__ABOUT THIS EXERCISE__. Each line below is to be copied exactly as it appears.

═══

PR #39, opened 2020-04-21
Use cached minio server for drakcore

### LINKED ISSUE #28: Optimize minio downloads
During build process minio is downloaded a few times from official, but slow CDN.

chivay:
closes #28

### DIFF
--- a/drakcore/debian/rules
+++ b/drakcore/debian/rules
@@ -11,7 +11,8 @@ build:
 	cp drakcore/uwsgi.dist.ini drakcore/uwsgi.ini
 	cp drakcore/systemd/minio.dist.env drakcore/systemd/minio.env
 	# Download minio
-	if [ ! -f drakcore/systemd/minio ] ; then wget -O drakcore/systemd/minio https://dl.min.io/server/minio/release/linux-amd64/minio ; chmod +x drakcore/systemd/minio ; fi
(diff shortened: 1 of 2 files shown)


drakcore/debian/rules
```diff
@@ -11,7 +11,8 @@ build:
 	cp drakcore/uwsgi.dist.ini drakcore/uwsgi.ini
 	cp drakcore/systemd/minio.dist.env drakcore/systemd/minio.env
 	# Download minio
-	if [ ! -f drakcore/systemd/minio ] ; then wget -O drakcore/systemd/minio https://dl.min.io/server/minio/release/linux-amd64/minio ; chmod +x drakcore/systemd/minio ; fi
+	if [ ! -f drakcore/systemd/minio ] ; then wget -O drakcore/systemd/minio https://dl.min.io/server/minio/release/linux-amd64/minio ; fi
+	chmod +x drakcore/systemd/minio
```
icedevml, line 15: side note, there is no something like `set -e` mode in this file

if you would add e.g.

```
wget http://example.invalid/
```

then the command would fail but the build will continue, which is not what we would expect

icedevml, line 15: side note, there is no something like `set -e` mode in this file

if you would add e.g.

```
wget http://example.invalid/
```

then the command would fail but the build will continue, which is not what we would expect

PR #55, opened 2020-04-26
Remove explicitly listed dependencies in README, use apt tool instead

icedevml:


BonusPlay:
In theory `apt` command interface is a subject to change. From apt(8):
```
The `apt` command is meant to be pleasant for end users and does not need to be backward compatible like apt-get(8).
```
Thus it is preferred to use `apt-get` in any scripts.

icedevml:
@Bonus This is only a manual instruction, if something changes in apt we will adjust it.

PR #65, opened 2020-04-29
Fix virtualenv versions

### LINKED ISSUE #64: Xubuntu 18.04 compatibility: missing dataclasses package
In Xubuntu 18.04, there is a problem with drakcore UI caused by lack of `dataclasses` module (builtin since Python 3.7, but Xubuntu has Python 3.6).

This is not on our list of officially supported systems but if this is an only issue and it is related just to the compatibility with Python 3.6 then we could probably study the topic.

```
Apr 28 16:52:46 ubuntu uwsgi[3909]: Traceback (most recent call last): Apr 28 16:52:46 ubuntu uwsgi[3909]:   File "/opt/venvs/drakcore/lib/python3.6/site-packages/drakcore/app.py", line 16, in <module> Apr 28 16:52:46 ubuntu uwsgi[3909]:     from drakcore.pstree import generate_process_tree Apr 28 16:52:46 ubuntu uwsgi[3909]:   File "/opt/venvs/drakcore/lib/python3.6/site-packages/drakcore/pstree.py", line 2, in <module> Apr 28 16:52:46 ubuntu uwsgi[3909]:     from dataclasses import dataclass, field Apr 28 16:52:46 ubuntu uwsgi[3909]: ModuleNotFoundError: No module named 'dataclasses'
```

chivay:
fixes #64

### DIFF
--- a/drakcore/debian/rules
+++ b/drakcore/debian/rules
@@ -16,4 +16,4 @@ build:
 	chmod +x drakcore/systemd/minio
 
 override_dh_virtualenv:
-	dh_virtualenv --python python3
+	dh_virtualenv --python python3.7
--- a/drakrun/debian/rules
+++ b/drakrun/debian/rules
@@ -9,7 +9,7 @@ build:
 	touch drakrun/hooks.txt
 
 override_dh_virtualenv:
-	dh_virtualenv --python python3
+	dh_virtualenv --python python3.7
 
 # Silence libvmi.so info errors
 override_dh_shlibdeps:


drakcore/debian/rules
```diff
@@ -16,4 +16,4 @@ build:
 	chmod +x drakcore/systemd/minio
 
 override_dh_virtualenv:
-	dh_virtualenv --python python3
+	dh_virtualenv --python python3.7
```
icedevml, line 19: This (on the other hand) would break Ubuntu 20.04 build, because it has Python 3.8 :thinking:

Closing for now. I will test the latest release on Xubuntu to check whether we can force it to use Python >= 3.7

═══

__TASK OUTPUT__.
PR #39, opened 2020-04-21
Use cached minio server for drakcore

### LINKED ISSUE #28: Optimize minio downloads
During build process minio is downloaded a few times from official, but slow CDN.

chivay:
closes #28

### DIFF
--- a/drakcore/debian/rules
+++ b/drakcore/debian/rules
@@ -11,7 +11,8 @@ build:
 	cp drakcore/uwsgi.dist.ini drakcore/uwsgi.ini
 	cp drakcore/systemd/minio.dist.env drakcore/systemd/minio.env
 	# Download minio
-	if [ ! -f drakcore/systemd/minio ] ; then wget -O drakcore/systemd/minio https://dl.min.io/server/minio/release/linux-amd64/minio ; chmod +x drakcore/systemd/minio ; fi
(diff shortened: 1 of 2 files shown)


drakcore/debian/rules
```diff
@@ -11,7 +11,8 @@ build:
 	cp drakcore/uwsgi.dist.ini drakcore/uwsgi.ini
 	cp drakcore/systemd/minio.dist.env drakcore/systemd/minio.env
 	# Download minio
-	if [ ! -f drakcore/systemd/minio ] ; then wget -O drakcore/systemd/minio https://dl.min.io/server/minio/release/linux-amd64/minio ; chmod +x drakcore/systemd/minio ; fi
+	if [ ! -f drakcore/systemd/minio ] ; then wget -O drakcore/systemd/minio https://dl.min.io/server/minio/release/linux-amd64/minio ; fi
+	chmod +x drakcore/systemd/minio
```
icedevml, line 15: side note, there is no something like `set -e` mode in this file

if you would add e.g.

```
wget http://example.invalid/
```

then the command would fail but the build will continue, which is not what we would expect

icedevml, line 15: side note, there is no something like `set -e` mode in this file

if you would add e.g.

```
wget http://example.invalid/
```

then the command would fail but the build will continue, which is not what we would expect

PR #55, opened 2020-04-26
Remove explicitly listed dependencies in README, use apt tool instead

icedevml:


BonusPlay:
In theory `apt` command interface is a subject to change. From apt(8):
```
The `apt` command is meant to be pleasant for end users and does not need to be backward compatible like apt-get(8).
```
Thus it is preferred to use `apt-get` in any scripts.

icedevml:
@Bonus This is only a manual instruction, if something changes in apt we will adjust it.

PR #65, opened 2020-04-29
Fix virtualenv versions

### LINKED ISSUE #64: Xubuntu 18.04 compatibility: missing dataclasses package
In Xubuntu 18.04, there is a problem with drakcore UI caused by lack of `dataclasses` module (builtin since Python 3.7, but Xubuntu has Python 3.6).

This is not on our list of officially supported systems but if this is an only issue and it is related just to the compatibility with Python 3.6 then we could probably study the topic.

```
Apr 28 16:52:46 ubuntu uwsgi[3909]: Traceback (most recent call last): Apr 28 16:52:46 ubuntu uwsgi[3909]:   File "/opt/venvs/drakcore/lib/python3.6/site-packages/drakcore/app.py", line 16, in <module> Apr 28 16:52:46 ubuntu uwsgi[3909]:     from drakcore.pstree import generate_process_tree Apr 28 16:52:46 ubuntu uwsgi[3909]:   File "/opt/venvs/drakcore/lib/python3.6/site-packages/drakcore/pstree.py", line 2, in <module> Apr 28 16:52:46 ubuntu uwsgi[3909]:     from dataclasses import dataclass, field Apr 28 16:52:46 ubuntu uwsgi[3909]: ModuleNotFoundError: No module named 'dataclasses'
```

chivay:
fixes #64

### DIFF
--- a/drakcore/debian/rules
+++ b/drakcore/debian/rules
@@ -16,4 +16,4 @@ build:
 	chmod +x drakcore/systemd/minio
 
 override_dh_virtualenv:
-	dh_virtualenv --python python3
+	dh_virtualenv --python python3.7
--- a/drakrun/debian/rules
+++ b/drakrun/debian/rules
@@ -9,7 +9,7 @@ build:
 	touch drakrun/hooks.txt
 
 override_dh_virtualenv:
-	dh_virtualenv --python python3
+	dh_virtualenv --python python3.7
 
 # Silence libvmi.so info errors
 override_dh_shlibdeps:


drakcore/debian/rules
```diff
@@ -16,4 +16,4 @@ build:
 	chmod +x drakcore/systemd/minio
 
 override_dh_virtualenv:
-	dh_virtualenv --python python3
+	dh_virtualenv --python python3.7
```
icedevml, line 19: This (on the other hand) would break Ubuntu 20.04 build, because it has Python 3.8 :thinking:

Closing for now. I will test the latest release on Xubuntu to check whether we can force it to use Python >= 3.7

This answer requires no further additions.